100g of the superabsorbent polymer composition prepared in one of the examples and comparative examples was flowed through the orifice of a standard flowability measuring device and placed in a container having a volume of 100 ml. Thereafter, the superabsorbent polymer composition was cut to be horizontal, and the volume of the superabsorbent polymer composition was adjusted to 100 ml. Then, the weight of the superabsorbent polymer composition alone, except the container, was measured. The weight of the superabsorbent polymer composition alone is then divided by 100ml (which is the volume of the superabsorbent polymer composition) to obtain a bulk density corresponding to the weight of the superabsorbent polymer composition per unit volume.

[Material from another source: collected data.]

PR #393, opened 2022-05-23
Improved council page accessibility (colour contrast)

lucascumsille:
Hi @zarino
The first commit improves the accessibility issues found on the council page, where teal, cyan, green, and other colours weren't passing the contrast test. I checked the other pages to see if I could find an issue with the changes, but I didn't find any.

The rest of the commits are not about accessibility but scannability on a council page.
Because there are many interactive elements(purple), we have a lot of colour on the page, which is a bit overwhelming and hard to scan. Therefore, I made the following changes to improve scannability:

- DECLARATIONS & PLEDGES card is now grey, so the titles have a neutral colour.
- The cards in the left sidebar are now grey as well. Most of them were purple, which was confusing cause we used purple mostly for interactive elements.
- The ".summary" elements are now grey. My logic is the chevron already shows they are interactive. Also, they are not the most important bit of the page. However, that whole list using purple draws your attention into that section massively, plus being on the left side part of the screen.
- Changed the hero and subheader colour from red to blue. I wanted to tune down that section a bit.

Let me know what you think

Screenshot 2022-05-23 at 15 47 30

Screenshot 2022-05-23 at 15 48 48

Screenshot 2022-05-23 at 15 48 15

### DIFF
--- a/caps/static/caps/scss/variables.scss
+++ b/caps/static/caps/scss/variables.scss
@@ -1,12 +1,12 @@
-$color-ceuk-blue: #00aeee;
+$color-ceuk-blue: #0277D1;
 $color-ceuk-navy: #005cab;
-$color-ceuk-purple: #7360eb;
+$color-ceuk-purple: #4e38de;
 $color-ceuk-pink: #d92b85;
 $color-ceuk-red: #e11d21;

(6) Amount of fines produced

The amount of the fine powder generated in the superabsorbent polymer composition prepared in one of the examples and comparative examples was calculated as the weight-to-total weight ratio of the polymer having a particle size of less than 150 μm after passing the prepared superabsorbent polymer composition once through a coarse crusher (2800rpm, 0.4mm open, 1mm lower mesh condition).

[ Table 4]

As shown in table 4, it can be seen that the example in which the carboxylic acid-based additive is added during the pulverization of the hydrogel polymer to prepare the superabsorbent polymer composition inhibits the agglomeration between particles after the pulverization, as compared to the comparative example in which no additive or another additive is used. Thus, a composition comprising superabsorbent polymer particles having a desired particle size can be prepared without an additional comminution process following drying, thus reducing the amount of fine powder produced.

Further, it can be seen that the superabsorbent polymer compositions prepared according to the examples had high bulk density without a decrease in surface tension, while having water retention capacity and absorption under pressure equal to or higher than those of the superabsorbent polymer compositions prepared according to the comparative examples.